Task item —
Find the string "fate" in the listing and report every line that has it.

Listed entries —
PR #1642, opened 2021-05-03
Add specs enforcing no units for str-slice

stof:
skip dart-sass


stof:
The reason to skip dart-sass is that I discovered that the dart-sass error message contains the wrong argument name. https://github.com/sass/dart-sass/pull/1303 is fixing it (and runs the specs from this PR)

jathak (approved):

PR #2111, opened 2026-02-10
Add regression test for https://github.com/sass/dart-sass/pull/2735

ntkme:
https://github.com/sass/dart-sass/pull/2735


js-api-spec/value/calculation.test.ts
```diff
@@ -227,6 +227,23 @@ describe('SassCalculation', () => {
       ).toBe('a {\n  b: 3;\n}');
     });
 
+    it('calc() with incompatible units', () => {
```
nex3: Can you add a comment linking to the issue (or comment in this case) this is a deprecation test for?

PR #2170, opened 2026-09-14
[meta.load] Add tests

nex3:
See https://github.com/sass/sass/issues/739
See https://github.com/sass/sass/pull/4247

[skip dart-sass]
[skip sass-embedded]


spec/values/modules.hrx
```diff
@@ -0,0 +1,109 @@
...
+Error: Undefined operation "get-module("meta") * get-module("meta")".
+  ,
+2 | $_: meta.get-module(meta) * meta.get-module(meta);
+  |     ^^^^^^^^^^^^^^^^^^^^^^^^^^^^^^^^^^^^^^^^^^^^^
+  '
+  input.scss 2:5  root stylesheet
+
+<===>
+================================================================================
+<===> error/division/input.scss
```
jathak, line 43: Do we still want to bother with this test since slash division is deprecated and will be removed soon?

jathak (approved):

spec/values/modules.hrx
nex3: It'll be easy enough to remove when the time comes.

ntkme:
@nex3 I see this is merged as a non`-dev` version bump, but it's not released. Are we waiting on something?

nex3:
I just wanted to wait until after the Yom Kippur long weekend to get it out, so I'd have plenty of availability if anything went wrong.

PR #133, opened 2025-12-05
Fix wizard transition race condition from double-click

pythagorakase:
## Summary

- **Guard in handleTraitConfirm**: Added early-return when `isLoading` is true to prevent duplicate API calls from double-clicking the Confirm button
- **Phase validation in handleArtifactConfirm**: Added check to ensure artifact type matches expected phase before processing, ignoring stale artifacts from previous phases

## Root Cause

Double-clicking the TraitSelector's Confirm button fired two simultaneous API calls with `current_phase="character"`. The first response advanced the wizard to the "seed" phase, but when the second response arrived (still with a character artifact type), the code incorrectly tried to process it as a seed artifact, calling transition with incomplete data.

Error: `"Missing: selected_seed, layer_draft, zone_draft, initial_location"`

## Test plan

- [ ] Complete wizard flow normally (single clicks)
- [ ] Attempt double-click on TraitSelector Confirm - should not produce duplicate API calls
- [ ] Verify transition completes successfully with seed data

### DIFF
--- a/ui/client/src/components/NewStoryWizard/InteractiveWizard.tsx
+++ b/ui/client/src/components/NewStoryWizard/InteractiveWizard.tsx
@@ -263,6 +263,7 @@ export function InteractiveWizard({
     };
 
     const triggerSubphaseContinuation = async (artifactType: string, contextData: any) => {
+        if (isLoading) return;
         setIsLoading(true);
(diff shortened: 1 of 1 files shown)


pythagorakase:
@claude please review this PR

PR #185, opened 2026-05-13
Route runtime API keys through macOS Keychain

pythagorakase:
## Summary

Migrates NEXUS runtime API key retrieval from `op` (1Password CLI subprocess) to **macOS Keychain via the `security` CLI**, eliminating biometric / session-timeout prompts during agentic workflows. 1Password remains the canonical source of truth — only `scripts/sync_secrets.py` invokes `op`, and only at bootstrap or rotation.

## Architecture

Every runtime caller (3 provider classes, the cloud router, 4 auxiliary scripts) now funnels through `nexus.util.secret_manager.get_secret(<provider>)`, which on macOS subprocesses to the Apple-signed `security` binary (no ACL prompts) and on other platforms falls back to the `keyring` Python library. Lookup order: `NEXUS_KEYRING_DISABLE` env-only escape hatch → Keychain → `<PROVIDER>_API_KEY` env var → `MissingSecretError`.

## :rotating_light: Action needed before merging

The branch is committed and the Anthropic key is already bootstrapped in Keychain (verified end-to-end via a live API call). **OpenAI and OpenRouter still need a one-time bootstrap**, which requires an interactive ``op signin``:

\`\`\`bash
op signin
poetry run python scripts/sync_secrets.py --provider openai openrouter
poetry run python scripts/sync_secrets.py --verify
\`\`\`

After that, the migration is fully active and runtime never touches \`op\` again.

## What changed

**New**
- \`nexus/util/secret_manager.py\` — single entry point: \`get_secret(provider) -> str\`.
- \`scripts/sync_secrets.py\` — bootstrap / rotation helper. Only place that invokes \`op\`.
- \`nexus.toml\` — new \`[secrets.providers]\` table mapping provider → \`op-item:...\` or \`op-read:...\` reference.

**Refactored** (\`_get_api_key\` bodies collapsed to \`return get_secret(\"...\")\`)
- \`scripts/api_openai.py\`, \`scripts/api_anthropic.py\`, \`scripts/api_openrouter.py\` — 30-line subprocess blocks → 2-line helper call each.
- \`nexus/llm/cloud.py\` — \`_resolve_api_key\` now goes through \`get_secret\`; \`is_available\` checks key presence via the helper instead of \`os.environ.get(api_key_env)\`. Fixes a latent bug where this path had no 1Password fallback at all.
- \`scripts/batch_metadata_processing.py\`, \`scripts/estimate_time_delta.py\` — dropped ~80 lines of \`.env\`-file and \`~/.zshrc\` parsing helpers.
- \`scripts/faction_former.py\`, \`scripts/freestyle_api_query.py\` — \`os.environ.get(\"OPENAI_API_KEY\")\` → \`get_secret(\"openai\")\`.

**Schema** (Pydantic)
- \`LLMCloudConfig.api_key_env\` removed (caller-side too, in \`router.py\`).
- \`SecretsConfig\` added at the root with \`providers: Dict[str, str]\`.

**Docs**
- \`CLAUDE.md\` "API Key Management" section rewritten.
- \`AGENTS.md\` "Security & Configuration Tips" line 19 rewritten.
- \`.claude/skills/update-1password-keys\` → \`.claude/skills/manage-api-keys\` with rewritten SKILL.md covering both Keychain (runtime) and 1Password (rotation) flows.

**Deleted** (obsolete workarounds)
- \`api_key_daemon.sh\` (60-min /tmp cache)
- \`extend_1password_session.sh\` (session extender)
- \`keep_1password_alive.sh\` (alive-pinger)

## Why the helper subprocesses to \`security\` rather than using the \`keyring\` Python library

The Python interpreter is ad-hoc-signed on macOS, so it isn't in any Keychain item's partition-list grant by default. When \`keyring.get_password()\` is invoked from Python, macOS issues a GUI ACL prompt that blocks unattended runs (this is what was causing the \"python3.11 wants to access key 'nexus-api'\" dialogs during development). Subprocessing to the Apple-signed \`/usr/bin/security\` bypasses the entire problem because that binary is unconditionally trusted by Keychain Services.

The \`keyring\` library is kept as a dependency only for the non-Darwin fallback path.

## Test plan

- [x] Real Anthropic API call via the full stack (\`AnthropicProvider\` → \`_get_api_key\` → \`get_secret\` → \`security\` subprocess → \`api.anthropic.com\` HTTP 200, masked log: \`sk-ant-...NQAA (len=108)\`).
- [x] \`NEXUS_KEYRING_DISABLE=1 OPENAI_API_KEY=dummy ... get_secret('openai')\` returns \`dummy\` without touching Keychain.
- [x] \`MissingSecretError\` raised with actionable remediation when no key exists.
- [x] Pydantic Settings validates the new \`[secrets.providers]\` block and the schema without \`api_key_env\`.
- [x] Silent retrieval timing — sub-second, no GUI prompt path.
- [ ] OpenAI / OpenRouter live calls (blocked on the one-time bootstrap above).
- [ ] \`nexus continue --slot N\` multi-turn — wait for OpenAI bootstrap first.

## Caveats discovered during the run

1. **One pre-existing test failure**: \`tests/test_llm_integration.py::test_router_with_real_backends\` fails when LM Studio isn't running AND no cloud key is reachable. Verified to fail identically on \`main\` (stashed changes, re-ran, same failure) — not a regression introduced by this PR. The test design treats backend exhaustion as failure rather than skip.
2. **\"python3.11 wants to access key nexus-api\" prompts during development**: my first iteration of \`secret_manager.py\` used \`keyring.get_password()\` directly, which triggers the Python-binary ACL prompt. I rewrote to subprocess \`security\` before committing — but stale \`__pycache__\` bytecode from the earlier iteration kept spawning prompts until I cleared the caches. The committed code path **does not** call \`keyring.get_password\` on macOS. If a prompt ever reappears, that's a regression / bypass bug.
3. **macOS login-keychain password mismatch**: separately surfaced during testing — the login keychain password and the macOS account password have drifted on your machine, so neither Touch ID nor your account password is accepted at Keychain dialogs. Unrelated to this PR but worth resyncing via Keychain Access.app → Edit → Change Password for Keychain \"login\" at your convenience.


pythagorakase:
@claude please review this PR. No need to flag issues already flagged by Codex's review. Target audience for your review is a local coding agent, not a human.

PR #188, opened 2026-05-13
Fix async structured LOGON generation

### LINKED ISSUE #187: Bootstrap fails: pydantic_ai.Agent.run_sync() in FastAPI's running event loop
## Summary

Wizard→narrative bootstrap fails reliably with a Pydantic validation error, but the validation error is a *secondary* symptom. Root cause is that `LogonUtility.generate_narrative()` (called from a FastAPI async route) invokes `pydantic_ai.Agent.run_sync()`, which calls `asyncio.run()` / `loop.run_until_complete()` internally — illegal inside an already-running event loop.

## Reproduction

Run on a fresh clean of slot 5, with the daemon up:

```bash
poetry run nexus clear --slot 5
poetry run nexus model --slot 5 --set gpt-5.5
poetry run nexus continue --slot 5                  # canned greeting
poetry run nexus continue --slot 5 --choice 1       # sci-fi
poetry run nexus continue --slot 5 --accept-fate    # subgenre
poetry run nexus continue --slot 5 --choice 4       # character archetype
poetry run nexus continue --slot 5 --accept-fate    # auto-name + traits
poetry run nexus continue --slot 5 --accept-fate    # confirm traits
poetry run nexus continue --slot 5 --choice 1       # wildcard
poetry run nexus continue --slot 5 --choice 3       # story seed
poetry run nexus continue --slot 5 --accept-fate    # ← bootstrap attempt fails here
```

The last call returns:

```
Error: 500: Failed to generate bootstrap narrative: 1 validation error for StorytellerResponseMinimal
choices
  Field required [type=missing, ...]
```

## Real chain of failures

Daemon log shows two errors per bootstrap attempt, ~38 s apart:

```
nexus.lore.logon - ERROR - Failed to get structured response: This event loop is already running
[... ~38 seconds of plain-text completion ...]
nexus.api.narrative_generation - ERROR - Bootstrap generation failed: 1 validation error for StorytellerResponseMinimal
```

1. **Root cause** — `scripts/api_openai.py:328-440` `OpenAIProvider.get_structured_completion()` uses `pydantic_ai.Agent` (model-agnostic harness, intentional design choice for the model picker) and calls `agent.run_sync(prompt)` at line 404. Inside FastAPI's async route, the event loop is already running, so `run_sync` raises `This event loop is already running`.

2. **Broken fallback** — `nexus/agents/lore/logon_utility.py:194-206`:

   ```python
   try:
       parsed_response, llm_response = self.provider.get_structured_completion(
           prompt, StorytellerResponseExtended
       )
       return parsed_response
   except Exception as e:
       logger.error(f"Failed to get structured response: {e}")
       response = self.provider.get_completion(prompt)  # plain text — ~38 s of LLM time
       return create_minimal_response(response.content)
   ```

3. **Invalid-by-construction fallback object** — `nexus/agents/logon/apex_schema.py:870-881`:

   ```python
   def create_minimal_response(narrative_text: str) -> StorytellerResponseMinimal:
       return StorytellerResponseMinimal(narrative=narrative_text)
   ```

   But `StorytellerResponseMinimal.choices` is `List[str]` with `min_length=2, max_length=4` — a **required** field. So this constructor is invalid the moment it's called. The Pydantic error is what surfaces to the user.

## Recommended fix

Tactical (1 line, smallest blast radius):
- Wrap `agent.run_sync()` in `asyncio.to_thread()` (and make `get_structured_completion` `async`), OR use `anyio.from_thread.run_sync` if we want to stay sync at the call site
- Effectively: run the synchronous pydantic_ai call on a worker thread so it gets its own event loop

Strategic (correct long-term):
- Add an async `agent.run()` path and make `LogonUtility.generate_narrative` async, propagating up through `narrative_generation.generate_bootstrap_narrative` (already async — good) and the LORE turn cycle.

Secondary cleanup either way:
- Fix or remove `create_minimal_response()`. As written it always produces an invalid Pydantic object. If we keep the fallback, it must populate `choices` with at least 2 strings (e.g. a generic `["Continue.", "Wait and observe."]`). Better: drop the fallback entirely and let the asyncio error surface — there's no upside to wasting ~30 s of LLM time on a path that always returns garbage.

## Context

- Surfaced during the keychain-secret-manager live verification — see PRs #185, #186.
- Migration from `responses.parse()` (OpenAI-specific) to `pydantic_ai.Agent` (model-agnostic) is correct and should be preserved. The bug is purely in the sync/async glue.

pythagorakase:
## Summary

Fixes #187 by moving LOGON structured narrative generation onto native async Pydantic AI calls instead of invoking `Agent.run_sync()` inside FastAPI's running event loop.

## What changed

- Added async structured completion APIs for both OpenAI and Anthropic providers using `await agent.run(...)`.
- Kept the existing sync structured APIs for script callers, but added running-loop guards that point callers to the async method.
- Added `LogonUtility.generate_narrative_async(...)` and routed bootstrap plus normal LORE Apex generation through it.
- Removed LOGON's structured-to-plain-text fallback so structured failures fail fast instead of doing a second doomed LLM call.
- Made `create_minimal_response(...)` schema-valid by adding two generic choices for non-LOGON coercion paths.

## Root cause

`LogonUtility.generate_narrative()` was called from async FastAPI/LORE paths but delegated to provider `get_structured_completion()`, which used `pydantic_ai.Agent.run_sync()`. That attempts to manage an event loop internally and fails when FastAPI already has one running. The old fallback then called plain-text completion and attempted to construct `StorytellerResponseMinimal` without required `choices`, surfacing a misleading Pydantic validation error.

## Validation

- `poetry run pytest tests/test_lore/test_logon_lazy_init.py tests/test_lore/test_apex_schema.py tests/test_lore/test_structured_provider_guards.py` -> 4 passed, 3 skipped
- `poetry run pytest tests/test_logon_mock_integration.py` -> 2 skipped
- `poetry run pytest tests/test_lore` -> 78 passed, 21 skipped

Manual slot-5 bootstrap acceptance was not run because it begins with `nexus clear --slot 5`, which would wipe live save-slot state.

### DIFF
--- a/nexus/agents/logon/apex_schema.py
+++ b/nexus/agents/logon/apex_schema.py
@@ -869,16 +869,22 @@ def validate_story_turn_response(data: Dict[str, Any]) -> StoryTurnResponse:
 
 def create_minimal_response(narrative_text: str) -> StorytellerResponseMinimal:
     """
-    Create a minimal response with just narrative text.
+    Create a minimal response from narrative text.
     Useful for fallback scenarios.
 
     Args:
         narrative_text: The narrative prose
 
     Returns:
-        StorytellerResponseMinimal with just narrative
+        StorytellerResponseMinimal with generic choices
     """
-    return StorytellerResponseMinimal(narrative=narrative_text)
+    return StorytellerResponseMinimal(
+        narrative=narrative_text,
+        choices=[
+            "Continue.",
+            "Wait and observe.",
+        ],
+    )
 
 
 def extract_narrative_text(response: StoryTurnResponse) -> str:
--- a/nexus/agents/lore/logon_utility.py
+++ b/nexus/agents/lore/logon_utility.py
@@ -15,12 +15,11 @@ import psycopg2
 # Add scripts directory to path for API imports
 sys.path.append(str(Path(__file__).parent.parent.parent.parent))
 
-from scripts.api_openai import OpenAIProvider, LLMResponse
+from scripts.api_openai import OpenAIProvider
 from scripts.api_anthropic import AnthropicProvider
 from nexus.agents.logon.apex_schema import (
     StoryTurnResponse,
     StorytellerResponseExtended,
-    create_minimal_response,
 )
 from nexus.config.loader import get_provider_for_model
 
@@ -183,8 +182,10 @@ class LogonUtility:
         """Public wrapper for provider initialization."""
         self._ensure_provider()
     
-    def generate_narrative(self, context_payload: Dict) -> StoryTurnResponse:
-        """Generate narrative from context payload with structured output"""
+    def generate_narrative(
+        self, context_payload: Dict[str, Any]
+    ) -> StoryTurnResponse:
+        """Generate narrative from context payload with structured output."""
         self._ensure_provider()
         # Format the context into a prompt
         prompt = self._format_context_prompt(context_payload)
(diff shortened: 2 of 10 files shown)


pythagorakase:
@claude please review this PR. The target audience for your review is a local coding agent, not a human.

Answer to this task —
poetry run nexus continue --slot 5 --accept-fate    # subgenre
poetry run nexus continue --slot 5 --accept-fate    # auto-name + traits
poetry run nexus continue --slot 5 --accept-fate    # confirm traits
poetry run nexus continue --slot 5 --accept-fate    # ← bootstrap attempt fails here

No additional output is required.